INFORMATION PROVIDED
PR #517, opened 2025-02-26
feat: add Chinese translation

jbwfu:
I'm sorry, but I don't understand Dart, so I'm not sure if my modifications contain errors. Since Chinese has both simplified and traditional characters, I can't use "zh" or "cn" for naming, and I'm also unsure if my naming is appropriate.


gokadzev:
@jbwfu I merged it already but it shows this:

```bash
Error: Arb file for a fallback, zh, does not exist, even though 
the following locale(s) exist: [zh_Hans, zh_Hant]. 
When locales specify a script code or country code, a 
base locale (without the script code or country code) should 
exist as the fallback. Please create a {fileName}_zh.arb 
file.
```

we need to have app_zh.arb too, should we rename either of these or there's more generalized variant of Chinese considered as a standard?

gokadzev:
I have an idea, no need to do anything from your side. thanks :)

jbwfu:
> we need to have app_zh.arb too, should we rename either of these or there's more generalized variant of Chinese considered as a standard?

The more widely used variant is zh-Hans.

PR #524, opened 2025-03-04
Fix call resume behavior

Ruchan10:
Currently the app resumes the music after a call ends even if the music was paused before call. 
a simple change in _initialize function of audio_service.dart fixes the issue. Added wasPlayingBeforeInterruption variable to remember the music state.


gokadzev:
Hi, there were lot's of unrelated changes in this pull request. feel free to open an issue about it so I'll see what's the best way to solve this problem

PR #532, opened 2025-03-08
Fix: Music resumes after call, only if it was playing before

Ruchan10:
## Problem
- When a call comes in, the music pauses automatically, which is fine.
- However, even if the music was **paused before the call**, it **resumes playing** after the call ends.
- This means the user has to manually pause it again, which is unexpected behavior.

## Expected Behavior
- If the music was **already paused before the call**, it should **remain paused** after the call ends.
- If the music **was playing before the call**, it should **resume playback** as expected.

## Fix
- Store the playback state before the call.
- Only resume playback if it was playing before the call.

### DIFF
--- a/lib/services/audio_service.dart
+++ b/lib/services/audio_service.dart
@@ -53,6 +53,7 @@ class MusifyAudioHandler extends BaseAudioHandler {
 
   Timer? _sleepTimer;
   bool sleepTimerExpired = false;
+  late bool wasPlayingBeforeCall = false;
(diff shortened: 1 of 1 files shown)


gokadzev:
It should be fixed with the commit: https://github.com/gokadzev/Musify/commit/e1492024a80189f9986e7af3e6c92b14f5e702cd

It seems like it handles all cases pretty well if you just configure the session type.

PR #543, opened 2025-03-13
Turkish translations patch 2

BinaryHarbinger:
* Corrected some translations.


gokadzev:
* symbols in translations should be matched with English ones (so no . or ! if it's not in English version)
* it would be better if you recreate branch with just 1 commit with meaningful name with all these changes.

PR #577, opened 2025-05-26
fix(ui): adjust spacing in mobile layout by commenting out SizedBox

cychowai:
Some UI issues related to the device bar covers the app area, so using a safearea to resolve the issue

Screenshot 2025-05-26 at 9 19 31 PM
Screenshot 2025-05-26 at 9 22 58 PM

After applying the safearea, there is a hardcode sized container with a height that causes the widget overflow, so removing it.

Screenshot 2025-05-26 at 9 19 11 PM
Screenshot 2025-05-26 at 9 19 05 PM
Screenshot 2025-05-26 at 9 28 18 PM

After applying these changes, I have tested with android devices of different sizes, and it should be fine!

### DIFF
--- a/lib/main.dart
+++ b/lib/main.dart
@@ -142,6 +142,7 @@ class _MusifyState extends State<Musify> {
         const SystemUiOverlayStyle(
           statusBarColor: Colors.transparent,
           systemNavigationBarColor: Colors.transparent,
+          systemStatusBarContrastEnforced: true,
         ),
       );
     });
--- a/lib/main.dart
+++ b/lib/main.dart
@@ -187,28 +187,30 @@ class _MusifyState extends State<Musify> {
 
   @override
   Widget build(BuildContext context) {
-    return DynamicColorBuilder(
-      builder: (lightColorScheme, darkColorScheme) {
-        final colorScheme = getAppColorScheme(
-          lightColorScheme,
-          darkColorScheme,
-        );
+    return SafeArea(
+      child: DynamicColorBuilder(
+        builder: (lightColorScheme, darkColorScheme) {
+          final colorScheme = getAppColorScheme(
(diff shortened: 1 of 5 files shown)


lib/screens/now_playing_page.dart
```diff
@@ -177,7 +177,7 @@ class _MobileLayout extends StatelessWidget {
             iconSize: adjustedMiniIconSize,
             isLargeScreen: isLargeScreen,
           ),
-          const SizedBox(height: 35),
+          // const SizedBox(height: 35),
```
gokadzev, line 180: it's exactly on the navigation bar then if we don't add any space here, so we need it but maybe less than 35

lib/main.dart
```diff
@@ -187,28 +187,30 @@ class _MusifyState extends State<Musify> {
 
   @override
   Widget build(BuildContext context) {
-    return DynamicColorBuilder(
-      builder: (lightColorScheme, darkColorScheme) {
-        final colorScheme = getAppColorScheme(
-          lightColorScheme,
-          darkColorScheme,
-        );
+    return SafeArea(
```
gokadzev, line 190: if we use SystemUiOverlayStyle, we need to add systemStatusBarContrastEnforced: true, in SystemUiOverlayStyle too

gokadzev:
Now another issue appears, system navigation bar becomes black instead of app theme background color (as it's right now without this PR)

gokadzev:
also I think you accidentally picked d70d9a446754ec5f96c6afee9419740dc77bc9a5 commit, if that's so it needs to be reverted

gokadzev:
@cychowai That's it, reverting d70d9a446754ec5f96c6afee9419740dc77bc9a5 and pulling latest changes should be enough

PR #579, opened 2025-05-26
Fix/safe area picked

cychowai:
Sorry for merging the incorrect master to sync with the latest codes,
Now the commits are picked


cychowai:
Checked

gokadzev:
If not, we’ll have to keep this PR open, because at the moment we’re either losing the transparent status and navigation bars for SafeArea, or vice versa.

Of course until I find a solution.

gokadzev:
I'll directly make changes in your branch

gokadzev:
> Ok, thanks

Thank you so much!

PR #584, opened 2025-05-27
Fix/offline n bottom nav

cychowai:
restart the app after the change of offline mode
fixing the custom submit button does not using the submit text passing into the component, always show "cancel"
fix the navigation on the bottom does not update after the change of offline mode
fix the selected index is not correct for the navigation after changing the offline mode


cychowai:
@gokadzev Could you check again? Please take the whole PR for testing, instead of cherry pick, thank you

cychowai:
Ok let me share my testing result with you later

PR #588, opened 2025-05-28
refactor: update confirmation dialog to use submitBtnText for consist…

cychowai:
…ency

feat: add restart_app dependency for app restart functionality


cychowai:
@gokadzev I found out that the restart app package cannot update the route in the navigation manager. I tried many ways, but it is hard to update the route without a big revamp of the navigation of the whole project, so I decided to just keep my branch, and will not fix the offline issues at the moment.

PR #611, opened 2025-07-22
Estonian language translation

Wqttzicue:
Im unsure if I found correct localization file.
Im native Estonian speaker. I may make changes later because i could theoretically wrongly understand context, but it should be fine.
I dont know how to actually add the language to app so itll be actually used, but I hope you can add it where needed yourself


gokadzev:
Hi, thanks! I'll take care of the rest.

ACTIVITY
Copy back the listing above exactly, but only from the line with "- Only resume" through the line with "Screenshot 2025-05-26 at 9 28 18 PM", both ends included.

RESULT OF THE TASK
- Only resume playback if it was playing before the call.

### DIFF
--- a/lib/services/audio_service.dart
+++ b/lib/services/audio_service.dart
@@ -53,6 +53,7 @@ class MusifyAudioHandler extends BaseAudioHandler {
 
   Timer? _sleepTimer;
   bool sleepTimerExpired = false;
+  late bool wasPlayingBeforeCall = false;
(diff shortened: 1 of 1 files shown)


gokadzev:
It should be fixed with the commit: https://github.com/gokadzev/Musify/commit/e1492024a80189f9986e7af3e6c92b14f5e702cd

It seems like it handles all cases pretty well if you just configure the session type.

PR #543, opened 2025-03-13
Turkish translations patch 2

BinaryHarbinger:
* Corrected some translations.


gokadzev:
* symbols in translations should be matched with English ones (so no . or ! if it's not in English version)
* it would be better if you recreate branch with just 1 commit with meaningful name with all these changes.

PR #577, opened 2025-05-26
fix(ui): adjust spacing in mobile layout by commenting out SizedBox

cychowai:
Some UI issues related to the device bar covers the app area, so using a safearea to resolve the issue

Screenshot 2025-05-26 at 9 19 31 PM
Screenshot 2025-05-26 at 9 22 58 PM

After applying the safearea, there is a hardcode sized container with a height that causes the widget overflow, so removing it.

Screenshot 2025-05-26 at 9 19 11 PM
Screenshot 2025-05-26 at 9 19 05 PM
Screenshot 2025-05-26 at 9 28 18 PM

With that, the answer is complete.